Budget Stability, Flexibility Among Highlights of MN School Funding Plan
Friday, May 19, 2023
Many Minnesota school districts say they have been walking a financial tightrope, but leaders appear to be encouraged by the new education funding plan for K-12 schools.
With a record surplus in hand, the Legislature has sent the governor a package boosting per-pupil funding by 4%, and 2% over the next two budget years, and then, ties it to inflation in subsequent years.
Matt Hillmann, superintendent of Northfield Public Schools, noted they will not be able to restore recent budget cuts, but said the extra aid will provide much-needed stability moving forward.
"We use our funds to do good things for kids," Hillmann pointed out. "We can now see a little bit further around that corner, so that we can be more intentional in our long-range planning."

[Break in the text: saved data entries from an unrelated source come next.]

Issue #923, opened 2017-09-14
Incorrect GPR parsing


pauljensen:
GPR parsing for Cobra models can be incorrect when a multi-gene GPR with _k_ genes references the first _k_ genes in the model.

#### Step 1: parseBoolean.m
`parseBoolean` converts a human-readable GPR string into a Matlab expression. For example `geneA or geneB or geneC` becomes `x(1) | x(2) | x(3)`. The indices on `x` correspond to the position in the individual rule. `parseBoolean` also returns a list of gene names: `{'geneA', 'geneB', 'geneC'}`.

#### Step 2: changeGeneAssociation.m
After calling `parseBoolean`, `changeGeneAssociation` re-indexes the rule to match the gene's position in the model's gene list. For example, it adds `geneA` to the gene list (if it isn't already in the list), and then replaces `x(1)` with the position in the gene list:

```matlab
model.genes = [model.genes; genes(i)];
nGenes = length(model.genes);
rule = strrep(rule,['x(' num2str(i) ')'],['x(' num2str(nGenes) ')']);
```

#### The Issue
Let's say we add the GPR 'geneA'. Then `genes = {'geneA'}` and `grRules{1} = 'x(1)'`, which is fine. Now we add a second GPR `'geneB and geneC'`. This parses to `x(1) | x(2)` via `parseBoolean`, and now we update the rule. `geneB` is added as the second gene, so `changeGeneAssociation` replaces `x(1)` with `x(2)`, giving the rule `x(2) | x(2)`. Now we add `geneC` as the third gene in the model, and change `x(2)` to `x(3)`. But, this also changes the `x(2)` corresponding to `geneA`, giving a final rule of `x(3) | x(3)`, which is incorrect. As stated above, this problem appears whenever there are multi-gene GPRs near the top of the model.

#### The Fix

We need to distinguish between indices relative to the rule (`parseBoolean`) and indices relative to the model's full list of genes (`changeGeneAssociation`). The simplest way is to insert a dummy character in the `parseBoolean` output, e.g. `x(#1)` to avoid overwriting previous find/replaces in `changeGeneAssociation`.

pauljensen:
PR #924 submitted.

laurentheirendt:
Thanks @pauljensen and @tpfau 👍

PR #924, opened 2017-09-15
Fix for issue #923

pauljensen:


tpfau:
I don't think the fix is that easy.
For one: parseBoolean should also work in other situations (which your current pr breaks). 
So, instead of changing parseBoolean to a different output, I would add 
`rule = regexprep(rule,'x\(([0-9]+)\','x(#$1)')` in changeGeneAssociation, which has the same effect and does not alter parseBooleans output.

laurentheirendt:
Closing in favor of PR #926.

Thanks @pauljensen 👍

PR #926, opened 2017-09-15
Fix for issue #923

laurentheirendt:
Continuation of PR #924.

### DIFF
--- a/src/base/parseBoolean.m
+++ b/src/base/parseBoolean.m
@@ -64,7 +64,7 @@ if ischar(str)  % if it's a string, use MH's code
                     elements{end + 1} = tok;
                 end
                 % The replacement token
-                newTok = ['x(' num2str(cnt) ')'];
+                newTok = ['x(#' num2str(cnt) ')'];
                 % Remove troublesome characters ([])
                 tok = regexprep(tok, '\[', '');
                 tok = regexprep(tok, '\]', '');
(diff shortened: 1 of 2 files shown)


tpfau:
Just as a reminder from the original PR: 
The fix needs to be restricted to the changeGeneAssociation function, as other functions depend on parseBoolean and altered output would make them fail.
As mentioned, the easiest is probably to run:
`rule = regexprep(rule,'x\(([0-9]+)\)','x(#$1)')` in line 66 of changeGeneAssociation (i.e. directly after parseBoolean was called).

laurentheirendt:
@tpfau, may you work with @pauljensen to implement your suggested fix? Thanks 👍

tpfau:
I would be happy to. but essentially its a very small change (reverting the changes to parseBoolean and adding the line I mentioned in changeGeneAssociation). 
If @pauljensen wants to implement it, feel free, otherwise I will create a fix that you can cherry-pick.

laurentheirendt:
Maybe it is faster when you commit and I cherry-pick? Thanks.

tpfau:
Commit `5d7af9b` from my pr924 branch should correct it.

tpfau:
@laurentheirendt Could you check the fails here? Seems like some file is missing from the test models folder for some reason (i.e. the failing has nothing to do with the changes).

PR #928, opened 2017-09-16
CBT defaults are more stringent than solvers defaults

marouenbg:
-feaopt and tolopt are set to 1e-9 which considerably slows solving of medium to large models.
-cplex defaults are set to 1e-6 (EPOPT and EPRHS)
https://tomopt.com/docs/cplexug/tomlab_cplex014.php

- []x Selected `develop` as a target branch (top left drop-down menu)

### DIFF
--- a/src/base/solvers/getCobraSolverParams.m
+++ b/src/base/solvers/getCobraSolverParams.m
@@ -49,8 +49,8 @@ end
 %% Default Values
 valDef.minNorm = 0;
 %valDef.objTol = 1e-6; %cannot find where this is being used -RF
-valDef.optTol = 1e-9;
-valDef.feasTol = 1e-9;
+valDef.optTol = 1e-6;
+valDef.feasTol = 1e-6;
 valDef.printLevel = 0;
 valDef.primalOnly = 0;
 valDef.timeLimit = 1e36; %this should indicate No time limit per default


tpfau:
Changing the solver parameters will make earlier external code that relies on them being at these values invalid or change its results. I agree that we should more clearly communicate our choices for the default parameter values, but I would keep them how they are.
If someone needs less precise solutions for large models he/she can simply use changeCobraSolverParams and set them accordingly for his analysis scripts.

rmtfleming:
Indeed, changeCobraSolverParams is the way to go instead.

marouenbg:
this is up to you, I would expect the CBT defaults to match the solver default. These values are consistent across gurobi, ibm cplex and tomlab. Here it is 1000x smaller, users would have infeasibilites like I did, without knowing where this is coming from.

http://www.gurobi.com/documentation/6.0/refman/optimalitytol.html#parameter:OptimalityTol

marouenbg:
from the CPLEX manual
https://www.ibm.com/support/knowledgecenter/en/SS9UKU_12.4.0/com.ibm.cplex.zos.help/Parameters/topics/EpRHS.html

Any number from 1e-9 to 1e-1; default: 1e-06.

If the feasibility tolerance is set too low, CPLEX® may falsely conclude that a problem is infeasible.

PR #931, opened 2017-09-18
There were grRules that were empty

dayena:
There were some grRules that were empty, causing the function to fail. Fixed now by only using non-empty cells. 


laurentheirendt:
Thanks @dayena 👍

PR #932, opened 2017-09-19
Field Merging and change to updateGenes

tpfau:
updateGenes currently breaks the model structure by completely reordering the gene field without correcting related fields. This leads to a resulting model with incorrectly sized annotation fields wrong rules. 
According to correspondence with @dayena, the intention of updateGenes is to remove surplus genes from models generated by extraction algorithms (and use of e.g. removeRxns). 
This functionality was already present in removeUnusedGenes. 
However, the current version of updateGenes also reorders the genes in alphabetic order, and eliminates duplicate genes, which is an additional function compared to removeUnusedGenes. 

To this end I introduce mergeModelFieldPositions which offers the ability to merge fields in the model.
Merging will add up numeric fields and create unions for fields which are cell arrays of cell arrays or create a concatenated list (with ; as separator), for cell arrays of strings that are merged. Char fields are left with the value of the first index provided.

### DIFF
--- a/src/reconstruction/refinement/mergeModelFieldPositions.m
+++ b/src/reconstruction/refinement/mergeModelFieldPositions.m
@@ -87,24 +87,24 @@ for i = 1:numel(fields)
     %present
     if strcmp(type,'genes')
          if isfield(modelNew,'rules')
-            for i = 1:numel(posToMerge)                
+            for j = 1:numel(posToMerge)                
                 %Replace by new position.
-                modelNew.rules = strrep(modelNew.rules,['x(' num2str(posToMerge(i)) ')'],['x(' num2str(posToKeep) ')']);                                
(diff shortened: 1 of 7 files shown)


src/reconstruction/refinement/mergeModelFieldPositions.m
```diff
@@ -0,0 +1,171 @@
+function modelNew = mergeModelFieldPositions(model,type,positions)
```
laurentheirendt: Do you have any test for `mergeModelFieldPositions`?

tpfau: Thanks for the request @laurentheirendt, otherwise I would have missed some bugs.

laurentheirendt: Great! 👍

PR #914, opened 2017-09-12
changed name of mergeModels to mergeBorgModels to avoid conflict

jtsauls:
I received the following email: 

> Hello John,
> 
> I’m Hao, a postdoc in Chalmers University of Technology. Our lab developed and curates the RAVEN toolbox (PLoS Comput Biol. 2013, 9:e1002980) that enables metabolic model reconstruction and simulation. RAVEN has originally been keeping a function ‘mergeModels’ that specifically merge two or more metabolic models into one.
> 
> Recently, I noticed that the modelBorgifier package was added to COBRA repo, and there is also one ‘mergeModels’ function that does similar work. Since RAVEN have been commonly used by the community, and often together with the COBRA in one environment. Identical names cause conflicting issues for the compatibly between RAVEN and COBRA. Here I would kindly suggest that probably you could modify the name a bit (e.g. modelMerge) so that both functions can be smoothly used by all users.
> 
> Best regards,
> Hao
> -----------------------------------------------------
> Hao Wang Ph.D.
> Postdoctoral researcher
> Division of Systems and Synthetic Biology
> Department of Biology and Biological Engineering
> Chalmers University of Technology
> Room 3005, Kemivägen 10, SE-412 96 Gothenburg
> Office: +46 (0)31 772 3136
> Web: www.sysbio.se

The above commit simply changes the name of the function mergeModels to mergeBorgModels to avoid the above described naming conflict. Testing scripts all continue to run. I updated the tutorials to reflect the new name, however, I was not able to create the correct format for the .png version of the tutorial. 

**I hereby confirm that I have:**

- [X] Tested my code on my own machine
- [X] Followed the guidelines in the [Contributing Guide](https://opencobra.github.io/cobratoolbox/docs/contributing.html)
- [X] Selected `develop` as a target branch (top left drop-down menu)

*(Note: You may replace [] with [X] to check the box)*

PR #949, opened 2017-10-03
OrderModelFields from modelBorgifier overwrites existing function

tpfau:
Changed the modelBorgifier orderModelFields function to orderModelFieldsMB, as it was overwriting the existing orderModelFields function which was used to order the fields in a model according to the field definitions.
Also updated all dependent functions.

### DIFF
--- a/src/reconstruction/comparison/modelBorgifier/orderModelFieldsMB.m
+++ b/src/reconstruction/comparison/modelBorgifier/orderModelFieldsMB.m
@@ -1,10 +1,10 @@
-function Model = orderModelFields(Model)
+function Model = orderModelFieldsMB(Model)
 % Puts the fields in the correct order in the structure.
 % Called by `verifyModel`, `readCbTModel`, calls `TmodelFields`.
 %
 % USAGE:
 %
-%    Model = orderModelFields(Model)
+%    Model = orderModelFieldsMB(Model)
 %
 % INPUTS:
 %    Model:    model structure with unsorted fiels
--- a/src/reconstruction/comparison/modelBorgifier/TmodelFields.m
+++ b/src/reconstruction/comparison/modelBorgifier/TmodelFields.m
@@ -1,7 +1,7 @@
 function fields = TmodelFields()
 % Returns the field names of the `Tmodel` structure. This is
 % to help alleviate control between different scripts.
-% Called by `cleanTmodel`, `readCbTmodel`, `verifyModel`, `organizeModelCool`, `TmodelStats`, `orderModelFields`.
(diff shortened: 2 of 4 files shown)


src/reconstruction/comparison/modelBorgifier/orderModelFieldsMB.m
```diff
@@ -1,10 +1,10 @@
-function Model = orderModelFields(Model)
+function Model = orderModelFieldsMB(Model)
```
laurentheirendt: In PR https://github.com/opencobra/cobratoolbox/pull/914, the function `functionName` has been renamed as `functionBorgName`. May you do the same here?

rmtfleming:
@jtsauls pls review this

jtsauls:
I can review. I will either change it as above, or see if the function can simply be replaced and use the native one.

tpfau:
@laurentheirendt I was going for the same naming scheme as used for verifyModelMB in the folder, but I can change it to Borg if you want.

jtsauls:
@tpfau @laurentheirendt That's my fault, I was inconsistent before.

tpfau:
@jtsauls @laurentheirendt So, which naming scheme should we use? 
Looking at it: It would actually be great if the borgifier could use the field definitions instead of defining them itself (e.g. in the compareCbModels method). If you need additional programmatic data (in this instance likely the scores), we could add those to the extracted data from the getDefinedFieldProperties method. 
The advantage would be, that this way, the code could be directly used if additional fields are introduced and consider them properly.

jtsauls:
This is clearly the ideal solution. Having arbitrary additional fields be used for comparison (based off of the field definitions) would be a significant improvement, though I think this is bigger than the scope of this PR.

At first pass, I think conforming the names and ditching at minimum using the native orderModelFields function is very doable. Thoughts?

tpfau:
@jtsauls Sure, I wasn't talking about making that change in this PR. 
I think however, that orderModelFields and the borgifier variant should not be mixed, as long as the borgifier relies on the field definitions defined in TmodelFields, as this can lead to unexpected behaviour. It would essentially make it necessary to always alter TmodelFields if the field definitions are modified. 
So I would keep the borgifier variant of orderModelFields for now ( while renaming it), and only change it once the remaining code is converted to use the field definitions.

jtsauls:
@tpfau Sounds like a plan. Let me take crack at it shortly.

tpfau:
@laurentheirendt  @jtsauls The question remains: which naming scheme should we use? `functionMB` or `functionBorg` ? 
I will update this pr accordingly (adapting everything to the choosen scheme.

laurentheirendt:
I vote for `functionNameBorg`. @jtsauls?

jtsauls:
@tpfau @laurentheirendt That sounds good to me. It is less ambiguous than MB.

PR #3610, opened 2020-04-05
Refactor all the GPU Caches to use VAddr for cache addressing

FernandoS27:
This refactors aims to match the future changes of Project Epimetheus. This should make GPU caching a lot safer. Sadly it's not a perfect solution as this means GPU caching is tied to a process. Of all the options, this was the best so far but still not perfect and with other issues. A perfect solution would a page table for device memory and have process address be converted into device addresses.

The old solution used physical address but that was made under the premise that physical memory blocks were coalasce. It turns out the VMM should only coalasce virtual memory blocks and not physical. Thus rendering our current approach with flaws.

### DIFF
--- a/src/core/memory.h
+++ b/src/core/memory.h
@@ -294,6 +294,9 @@ public:
     void ReadBlock(const Kernel::Process& process, VAddr src_addr, void* dest_buffer,
                    std::size_t size);
 
+    void ReadBlockUnsafe(const Kernel::Process& process, VAddr src_addr, void* dest_buffer,
+                         std::size_t size);
+
     /**
      * Reads a contiguous block of bytes from the current process' address space.
      *
@@ -311,6 +314,8 @@ public:
      *       current process' address space.
      */
     void ReadBlock(VAddr src_addr, void* dest_buffer, std::size_t size);
+
+    void ReadBlockUnsafe(VAddr src_addr, void* dest_buffer, std::size_t size);
 
     /**
      * Writes a range of bytes into a given process' address space at the specified
@@ -335,6 +340,9 @@ public:
     void WriteBlock(const Kernel::Process& process, VAddr dest_addr, const void* src_buffer,
                     std::size_t size);
 
+    void WriteBlockUnsafe(const Kernel::Process& process, VAddr dest_addr, const void* src_buffer,
+                          std::size_t size);
+
     /**
      * Writes a range of bytes into the current process' address space at the specified
      * virtual address.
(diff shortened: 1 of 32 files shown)


src/core/memory.h
```diff
@@ -294,6 +294,9 @@ class Memory {
     void ReadBlock(const Kernel::Process& process, VAddr src_addr, void* dest_buffer,
                    std::size_t size);
 
+    void ReadBlockUnsafe(const Kernel::Process& process, VAddr src_addr, void* dest_buffer,
```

He added it is helpful for districts dealing with enrollment declines due to lower birthrates and other factors.
Hillman acknowledged there are some things to be cautious about, including certain mandates he feels might not have enough funding to be carried out. Republicans, who are in the minority this session, have criticized some aspects of the plan, including expanding unemployment insurance to hourly school workers.
Meanwhile, there is a new dedicated funding stream for adding support staff who can help with a student's mental, behavioral, and physical health needs.
Christy McCoy, a licensed clinical school social worker for St. Paul Public Schools, said it's significant because districts have more wiggle room to make these hires.
"Prior to that, any funding for our positions was coming out of the general fund," McCoy explained. "Schools would have to choose, 'Do I get a teacher, do I get a school social worker?'"
As legislative chair for the Minnesota School Social Workers Association, McCoy emphasized they fought for some of the provisions in the past couple of decades, and including them in the final bill is crucial as her colleagues address lingering behavioral concerns exacerbated by the pandemic.
"This year, we are seeing significant delays in our students' social functioning, in their ability to regulate their emotions," McCoy observed.